Accuracy, too, is an absolute so that those who know history will not complain about the absence of factuality in a film. For instance, this scene in that expensive movie about Aguinaldo, those Filipino soldiers shooting the Americans from behind a bamboo barricade — it never happened that way unless the bamboo barricade was mounted on earthwork. The revolutionaries fought from trenches, and most of those soldiers were barefoot. Only their officers wore boots or shoes. Many of them were not in rayadillo uniform, too; they were in their peasant clothes.
One of our best movie makers today is Brillante Mendoza but even he did not pay much attention to details that would have made his films tighter, the tension heightened, the meaning more pronounced.
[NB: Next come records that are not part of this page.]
PR #1283, opened 2025-08-24
Fix `ThreadConfined<T>` using thread-unsafe `Drop`

### LINKED ISSUE #1281: ThreadConfined might be unsound on drop
As far as I can see, `ThreadConfined` is missing a `Drop` impl so rust will simply drop `value` without the thread check.

This violates the requirements of `DynamicSend` but I don't know the Godot side well enough to see if this is really an issue or not.

Bromeon:
Fixes #1281.

Also adds unit tests for `extract` + `drop`.

### DIFF
--- a/godot-core/src/task/futures.rs
+++ b/godot-core/src/task/futures.rs
@@ -15,6 +15,7 @@ use std::thread::ThreadId;
 
 use crate::builtin::{Callable, RustCallable, Signal, Variant};
 use crate::classes::object::ConnectFlags;
+use crate::godot_error;
 use crate::meta::sealed::Sealed;
 use crate::meta::InParamTuple;
 use crate::obj::{EngineBitfield, Gd, GodotClass, WithSignals};
@@ -375,8 +376,10 @@ pub unsafe trait DynamicSend: Send + Sealed {
 }
 
 /// Value that can be sent across threads, but only accessed on its original thread.
+///
+/// When moved to another thread, the inner value can no longer be accessed and will be leaked when the `ThreadConfined` is dropped.
 pub struct ThreadConfined<T> {
-    value: T,
+    value: Option<T>,
     thread_id: ThreadId,
 }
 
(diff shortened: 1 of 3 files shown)


godot-core/src/task/futures.rs
```diff
@@ -375,8 +376,10 @@ pub unsafe trait DynamicSend: Send + Sealed {
 }
 
 /// Value that can be sent across threads, but only accessed on its original thread.
+///
+/// When moved to another thread, the inner value can no longer be accessed and will be leaked when the `ThreadConfined` is dropped.
 pub struct ThreadConfined<T> {
-    value: T,
+    value: Option<T>,
```
TitanNano, line 382: We could do this just with a `ManuallyDrop` that we never actually drop, but then we couldn't implement `Drop` for `ThreadConfined` to log the error.

Bromeon:
Problem is that every failed `extract()` now causes a leak. So yes, it's sound, but it's no longer a casually usable check...

godot-core/src/task/futures.rs
Bromeon: I had `ManuallyDrop` first but it was messy to extract; the current one also needs no unsafe code. In this case it's probably not performance-critical.

GodotRust:
API docs are being generated and will be shortly available at: https://godot-rust.github.io/docs/gdext/pr-1283

Bromeon:
So, leaking is already problematic due to CI alone...
I do wonder if there's a way to "move back" the object in case of failed `extract` or so :thinking:

Bromeon:
@TitanNano do you have a suggestion what we could do here? 

The [itests gated behind `#[cfg(feature = "experimental-threads")]`](https://github.com/godot-rust/gdext/blob/998341991a11fda1d157dd18f78b82302103ce65/itest/rust/src/engine_tests/async_test.rs#L131-L184) in `async_test.rs` currently cause memory leaks, so this might also happen in user projects.

Or does it only occur in combination with a panic indicating a bug that should anyway be fixed?

TitanNano:
@Bromeon I've been thinking this over, and I don't see how we could do anything else here. Moving the value back to the origin thread seems impossible.

> Or does it only occur in combination with a panic indicating a bug that should anyway be fixed?

Yes, we always panic after the extraction fails, so the leak only occurs in combination with a panic.

To fix the test we might be able to use an `Object` instead of the `RefCounted` and free it after the test 🤔  

---

EDIT: only the `signal_future_non_send_arg_panic`  test should leak.

Bromeon:
I implemented some hackery to move the `RefCounted` back to the old thread and drop it there. While we could use `Object`, that wouldn't test the leaking itself. Now we know that `RefCounted::drop()` isn't invoked, otherwise the double decrement would wreak havoc :monocle_face:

I am thinking of his earlier films whose titles I can’t remember; the Aeta family — it looked more like a dull documentary which should have been better through careful editing; the other is about Cherry Pie Picache as a surrogate mother to a boy being adopted by an American family. So many little touches could have made it more poignant.
It is true that digital photography and so many technical advances in equipment have made film production a lot cheaper than what it used to be; at the same time, it is now possible for every house with TV to access movies cheaply and conveniently.
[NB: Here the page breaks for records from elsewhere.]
Issue #1259, opened 2025-08-04
Remove `From` impls that accept arguments by value, but actually make copies


ttencate:
For example:

https://github.com/godot-rust/gdext/blob/9ae2d3663995c2bab1be3b5b979753a37f8dd352/godot-core/src/builtin/string/gstring.rs#L355-L359

From the signature, it appears as if `GString` is able to reuse the memory of the `String`, but this is not the case; it makes a copy of the data. Similar conversions exist for `Array` as well.

If the function doesn't _need_ to take its input by value in order to perform the conversion, it should take it by reference instead.

I understand that `From<String>` is appealing to novice rustaceans so things "just work" without having to place an `&`, but it's a performance footgun for more experienced Rust programmers who are new to gdext.

Bromeon:
Fair point, I also did this "better" when designing the whole argument passing (people always pass `&Gd`, `&GString`, `&Array` etc. to Godot APIs).

How would you estimate the impact on existing code? I'd guess that code typically uses `gstring.into()` rather than `StringName::from(gstring)` syntax, which should continue working.

ttencate:
Yes. And even if they do use the explicit version, rust-analyzer should suggest adding the `&`.

Bromeon:
> Similar conversions exist for `Array` as well.

[`Array`](https://godot-rust.github.io/docs/gdext/master/godot/builtin/struct.Array.html) only has `From<& ...>` conversions.

If you mean `PackedArray`, that one has `From` conversions from `Vec` and `[T; N]`, but those _can_ benefit from being by-value, at least partially:
https://github.com/godot-rust/gdext/blob/4737427a2953102937bb267ed7a51e1a61cb6f10/godot-core/src/builtin/collections/packed_array.rs#L447-L483

ttencate:
> [Array](https://godot-rust.github.io/docs/gdext/master/godot/builtin/struct.Array.html) only has `From<& ...>` conversions.

Right. Not sure what I was thinking there.

> If you mean `PackedArray`, that one has `From` conversions from `Vec` and `[T; N]`, but those can benefit from being by-value, at least partially:

There is only a potential benefit for `PackedStringArray`, because that's the only one whose element type is not `Copy`. The other types of `PackedArray` will just do a memcpy in either case.

Should we offer by-value conversions only for `PackedStringArray` then?

Bromeon:
> Should we offer by-value conversions only for `PackedStringArray` then?

[...]

PR #1285, opened 2025-08-25
Argument passing: new `ToGodot::Pass` is either `ByValue`/`ByRef`

Bromeon:
Refactoring to make passing by value / by reference more explicit, and `ToGodot` a tiny bit easier to customize.

Also enables pass-by-ref in more situations where current `master` branch may clone ([1](https://github.com/godot-rust/gdext/blob/4737427a2953102937bb267ed7a51e1a61cb6f10/godot-core/src/meta/godot_convert/mod.rs#L146-L146) [2](https://github.com/godot-rust/gdext/blob/4737427a2953102937bb267ed7a51e1a61cb6f10/godot-core/src/meta/param_tuple/impls.rs#L117) [3](https://github.com/godot-rust/gdext/blob/4737427a2953102937bb267ed7a51e1a61cb6f10/godot-core/src/meta/param_tuple/impls.rs#L150-L150)).

## Implementation

- Replaces the `ToGodot::Via<'v>` associated type with a simple `Pass = ByValue|ByRef` option.
   - Usually, this can just be `ByValue`.
   - It links the `AsArg` impls to this setting, i.e. arguments can be passed as `T` or `&T` based on `ToGodot::Pass`.

- `ToGodot::to_godot()` now returns either `Via` or `&Via`, depending on `Pass`. 
   - An additional method `to_godot_owned()` restores the old behavior -- always `Via`.

- Removes `ParamType` trait, no more use.

## API changes

The method `ToGodot::to_godot()` will now return `&T` instead of `T` for reference-counted types (`GString`, `Array`, `Gd`, `Variant`, ...). The old behavior is still available with `ToGodot::to_godot_owned()`, which always returns `T`. 

It's rare that users call `to_godot()` directly, but this nudges them to use the more efficient variant by default.

Implementing `ToGodot` also changes differently. Instead of:
```rs
impl GodotConvert for MyString {
    type Via = GString;
}

impl ToGodot for MyString {
    type ToVia<'v> = Self::Via;

    fn to_godot(&self) -> Self::ToVia<'_> {
        GString::from(self)
    }
}
```
the associated type is now `Pass`:
```rs
impl ToGodot for MyString {
    type Pass = meta::ByValue;

    fn to_godot(&self) -> Self::Via {
        GString::from(self)
    }
}

// Or, if the type is cached, by-ref can be used:
impl ToGodot for MyString {
    type Pass = meta::ByRef;

    fn to_godot(&self) -> &Self::Via {
        &self.cached_gstring
    }
}
```

## Future work

Potential changes for follow-up PRs:

1. `impl ToGodot for Option<T>` is currently using `ByValue`. This could be optimized to a specialized `ArgPassing` impl (possibly hidden).
2. The `impl_ffi_variant!` macros [here](https://github.com/godot-rust/gdext/blob/4737427a2953102937bb267ed7a51e1a61cb6f10/godot-core/src/builtin/variant/impls.rs#L139-L173) could reuse the `Pass` associated type. Or we can fold the various [`impl_godot_as_self!`](https://github.com/godot-rust/gdext/blob/4737427a2953102937bb267ed7a51e1a61cb6f10/godot-core/src/builtin/string/gstring.rs#L283) into `impl_ffi_variant!`, which is already in a central place.
3. `to_godot_owned()` could be moved to its own trait `ToGodotOwned: ToGodot`. This may mean including one more trait (unless prelude is used), however it would remove the current `Via: Clone` bound and could instead have a blanket `impl<T: Clone>`, falling back on `to_godot().clone()`.
4. We can consider hiding `RefArg` from the public API. `CowArg` might not be needed at all anymore.
5. Long-term, we may need to observer compile-time performance. If too much trait magic causes long (incremental) build times, one option would be to fall back to a simple `CowArg` runtime dispatch for dev builds. I'd only do that if it's a real problem though...

### DIFF
--- a/godot-core/src/meta/args/as_arg.rs
+++ b/godot-core/src/meta/args/as_arg.rs
@@ -18,16 +18,22 @@ use crate::meta::{CowArg, GodotType, ToGodot};
 /// this trait is implemented more conservatively.
 ///
 /// As a result, `AsArg<T>` is currently only implemented for certain argument types:
-/// - `T` for by-value built-ins (typically `Copy`): `i32`, `bool`, `Vector3`, `Transform2D`, ...
-/// - `&T` for by-ref built-ins: `GString`, `Array`, `Dictionary`, `Packed*Array`, `Variant`...
+/// - `T` for **by-value** built-ins: `i32`, `bool`, `Vector3`, `Transform2D`...
+///   - These all implement `ToGodot<Pass = ByValue>` and typically also `Copy`.
+/// - `&T` for **by-ref** built-ins: `GString`, `Array`, `Dictionary`, `Packed*Array`, `Variant`...
+///   - These all implement `ToGodot<Pass = ByRef>`.
 /// - `&str`, `&String` additionally for string types `GString`, `StringName`, `NodePath`.
 ///
 /// See also the [`AsObjectArg`][crate::meta::AsObjectArg] trait which is specialized for object arguments. It may be merged with `AsArg`
 /// in the future.
 ///
-/// # Pass by value
-/// Implicitly converting from `T` for by-ref built-ins is explicitly not supported, i.e. you need to pass `&variant` instead of `variant`.
-/// This emphasizes that there is no need to consume the object, thus discourages unnecessary cloning.
+/// # Owned values vs. references
+/// Implicitly converting from `T` for **by-ref** built-ins is explicitly not supported, i.e. you need to pass `&variant` instead of `variant`.
+/// This emphasizes that there is no need to consume the object, thus discourages unnecessary cloning. Similarly, you cannot pass by-value
+/// types like `i32` by reference.
+///
+/// Sometimes, you need exactly that for generic programming though: consistently pass `T` or `&T`. For this purpose, the global functions
+/// [`owned_into_arg()`] and [`ref_to_arg()`] are provided.
 ///
 /// # Performance for strings
 /// Godot has three string types: [`GString`], [`StringName`] and [`NodePath`]. Conversions between those three, as well as between `String` and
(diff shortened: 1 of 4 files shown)


GodotRust:
API docs are being generated and will be shortly available at: https://godot-rust.github.io/docs/gdext/pr-1285

godot-core/src/meta/args/as_arg.rs
```diff
@@ -88,7 +90,7 @@ where
 
 impl<T> AsArg<T> for T
 where
-    T: ToGodot + ParamType<ArgPassing = ByValue>,
+    T: ToGodot<Pass = ByValue>,
 {
     fn into_arg<'r>(self) -> CowArg<'r, T>
     where
```
Houtamelo, line 93: How do you feel about changing:
```rust
where
    T: ToGodot<Pass = ByValue>,
```

to:
```rust
where
    T: ToGodot, // both ByValue and ByRef
```

This supports some extra cases when handling generics, such as when calling `.push(T)` on a `Array<T>` - currently it isn't possible to abstract over both `T: ByValue` and `T: ByRef`.

Bromeon: Not a fan, as it creates two calling styles `push(val)` and `push(&val)`. It's also a bit against other developments like #1259...

But we could probably find a dedicated solution for the generics :thinking:

Bromeon: Added such helpers in 2nd commit, see docs:
https://godot-rust.github.io/docs/gdext/pr-1285/godot/meta/trait.AsArg.html#owned-values-vs-references

I'm not sure if `owned_into_arg` is really needed though -- that one doesn't really have performance benefits. 
I might just start with `ref_to_arg` (maybe even call it `to_arg`) to keep the API simpler...

Houtamelo: I see, those should fix my use cases, thanks!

Problems still exist though, aggravated by the lack of incentives for development, the dwindling audience in the movie theaters and theater monopolies. How to break into the market, both international and domestic, is indeed a challenge especially for the independent producer.
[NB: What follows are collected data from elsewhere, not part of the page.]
PR #1286, opened 2025-08-25
Remove by-value `From` conversions between strings

### LINKED ISSUE #1259: Remove `From` impls that accept arguments by value, but actually make copies

Bromeon:
Closes #1259.

Rationale: there is no "move into" or "reuse buffer" optimization possible when converting between String, GString, StringName and NodePath. However, consuming the source string suggests that there is such a benefit.

Implementing `From` only on references makes this clearer and leaves the original string intact for further use.

---

This change has the potential to break quite a bit of code and make a few occurrences less nice to use, `GString::from(&s)` instead of `s.into()`. While I personally do like the explicitness, it's still rather wordy.

One way would be to introduce named methods `to_gstring`, `to_string_name`, `to_node_path` over time. Might need a new trait `StringConv`, as inherent methods couldn't support `String`, possibly one of the most common sources.

At that point, it begs the question whether we still need `From` between strings at all, also in light of [our API design](https://godot-rust.github.io/docs/gdext/master/godot/__docs/index.html#4-prefer-explicit-conversions-over-from-trait). The strings are more or less the only place where we still use `From` in such an extent... :thinking:

### DIFF
--- a/godot-core/src/builtin/collections/array.rs
+++ b/godot-core/src/builtin/collections/array.rs
@@ -1334,7 +1334,7 @@ impl<T: ArrayElement> GodotType for Array<T> {
         // Typed arrays use type hint.
         PropertyHintInfo {
             hint: crate::global::PropertyHint::ARRAY_TYPE,
-            hint_string: GString::from(element_godot_type_name::<T>()),
+            hint_string: GString::from(&element_godot_type_name::<T>()),
         }
     }
 }
--- a/godot-core/src/builtin/string/node_path.rs
+++ b/godot-core/src/builtin/string/node_path.rs
@@ -233,20 +233,16 @@ impl fmt::Debug for NodePath {
 impl_rust_string_conv!(NodePath);
 
 impl From<&str> for NodePath {
+    // NodePath doesn't offer direct construction from bytes; go via GString.
     fn from(s: &str) -> Self {
-        GString::from(s).into()
-    }
-}
-
-impl From<String> for NodePath {
-    fn from(s: String) -> Self {
-        GString::from(s).into()
+        Self::from(&GString::from(s))
     }
 }
 
 impl From<&String> for NodePath {
     fn from(s: &String) -> Self {
-        GString::from(s).into()
+        // NodePath doesn't offer direct construction from bytes; go via GString.
+        Self::from(&GString::from(s))
     }
 }
 
@@ -262,27 +258,9 @@ impl From<&GString> for NodePath {
     }
 }
 
-impl From<GString> for NodePath {
-    /// Converts this `GString` to a `NodePath`.
-    ///
-    /// This is identical to `NodePath::from(&string)`, and as such there is no performance benefit.
-    fn from(string: GString) -> Self {
-        Self::from(&string)
-    }
-}
-
 impl From<&StringName> for NodePath {
-    fn from(string_name: &StringName) -> Self {
-        Self::from(GString::from(string_name))
-    }
-}
-
-impl From<StringName> for NodePath {
-    /// Converts this `StringName` to a `NodePath`.
-    ///
-    /// This is identical to `NodePath::from(&string_name)`, and as such there is no performance benefit.
-    fn from(string_name: StringName) -> Self {
-        Self::from(GString::from(string_name))
+    fn from(s: &StringName) -> Self {
+        Self::from(&GString::from(s))
     }
 }
 
--- a/godot-core/src/builtin/callable.rs
+++ b/godot-core/src/builtin/callable.rs
@@ -713,7 +713,7 @@ mod custom_callable {
         r_out: sys::GDExtensionStringPtr,
     ) {
         let c: &T = CallableUserdata::inner_from_raw(callable_userdata);
-        let s = crate::builtin::GString::from(c.to_string());
+        let s = GString::from(&c.to_string());
 
         s.move_into_string_ptr(r_out);
         *r_is_valid = sys::conv::SYS_TRUE;
--- a/godot-core/src/builtin/string/gstring.rs
+++ b/godot-core/src/builtin/string/gstring.rs
@@ -359,12 +359,6 @@ impl From<&[char]> for GString {
     }
 }
 
-impl From<String> for GString {
-    fn from(value: String) -> Self {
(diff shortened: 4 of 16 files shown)


GodotRust:
API docs are being generated and will be shortly available at: https://godot-rust.github.io/docs/gdext/pr-1286

godot-core/src/builtin/collections/array.rs
```diff
@@ -1334,7 +1334,7 @@ impl<T: ArrayElement> GodotType for Array<T> {
         // Typed arrays use type hint.
         PropertyHintInfo {
             hint: crate::global::PropertyHint::ARRAY_TYPE,
-            hint_string: GString::from(element_godot_type_name::<T>()),
+            hint_string: GString::from(&element_godot_type_name::<T>()),
```
ttencate, line 1337: Aside: I wonder if `element_godot_type_name` and thus `godot_type_name` could/should return `&str` instead. Probably someone thought about this before and the answer is "no" :sweat_smile:

godot-core/src/builtin/string/node_path.rs
```diff
@@ -234,19 +234,13 @@ impl_rust_string_conv!(NodePath);
...
-    fn from(s: String) -> Self {
-        GString::from(s).into()
+        Self::from(&GString::from(s))
     }
 }
 
 impl From<&String> for NodePath {
     fn from(s: &String) -> Self {
-        GString::from(s).into()
+        Self::from(&GString::from(s))
```
ttencate, line 245: I don't like the double conversion, but I couldn't find a way in the GDExtension API to construct a `NodePath` directly from UTF-8 bytes. Maybe add a comment to clarify while you're here?

godot-core/src/builtin/string/node_path.rs
```diff
@@ -262,27 +256,9 @@ impl From<&GString> for NodePath {
...
-}
-
-impl From<StringName> for NodePath {
-    /// Converts this `StringName` to a `NodePath`.
-    ///
-    /// This is identical to `NodePath::from(&string_name)`, and as such there is no performance benefit.
-    fn from(string_name: StringName) -> Self {
-        Self::from(GString::from(string_name))
+    fn from(s: &StringName) -> Self {
+        Self::from(&GString::from(s))
```
ttencate, line 263: Similar here.

ttencate (approved):
Red diff is best diff!

ttencate:
> This change has the potential to break quite a bit of code and make a few occurrences less nice to use, `GString::from(&s)` instead of `s.into()`. While I personally do like the explicitness, it's still rather wordy.

It's also idiomatic. And `s.as_str().into()` also works, for those who like that better.

> One way would be to introduce named methods `to_gstring`, `to_string_name`, `to_node_path` over time. Might need a new trait `StringConv`, as inherent methods couldn't support `String`, possibly one of the most common sources.
>
> At that point, it begs the question whether we still need `From` between strings at all, also in light of [our API design](https://godot-rust.github.io/docs/gdext/master/godot/__docs/index.html#4-prefer-explicit-conversions-over-from-trait). The strings are more or less the only place where we still use `From` in such an extent... 🤔

Could do, but I think it's overkill. `From` may not be perfect, but it's idiomatic, well known and discoverable. It's true that `.into()` is less explicit than `.into_T()`, but sometimes you just want the behaviour of "I know these things are pretty much equivalent so I don't care about the exact types, just make it compile dammit" :smile:

Bromeon:
> Could do, but I think it's overkill. `From` may not be perfect, but it's idiomatic, well known and discoverable. It's true that `.into()` is less explicit than `.into_T()`, but sometimes you just want the behaviour of "I know these things are pretty much equivalent so I don't care about the exact types, just make it compile dammit" 😄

More than anything, our movie makers need very good script writers and directors who can successfully translate such scripts visually. We have excellent actors and actresses like Nora Aunor who the President refuses to recognize.
I hope that in the near future, with political leaders like Sen. Grace Poe, our movies and telenovelas will achieve international acceptance. This will be possible with government assistance and if our movie makers themselves are primed to lift the taste of the masa—they deserve a lot more than the cheap commercial slop that is being dished out to them.
The example of Korea whose movies and telenovelas now have global currency is instructive. One, Korea’s film makers have government support, and two, their scripts are not written by pulp writers but by their very best, steeped in the literary classics of Asia and the West.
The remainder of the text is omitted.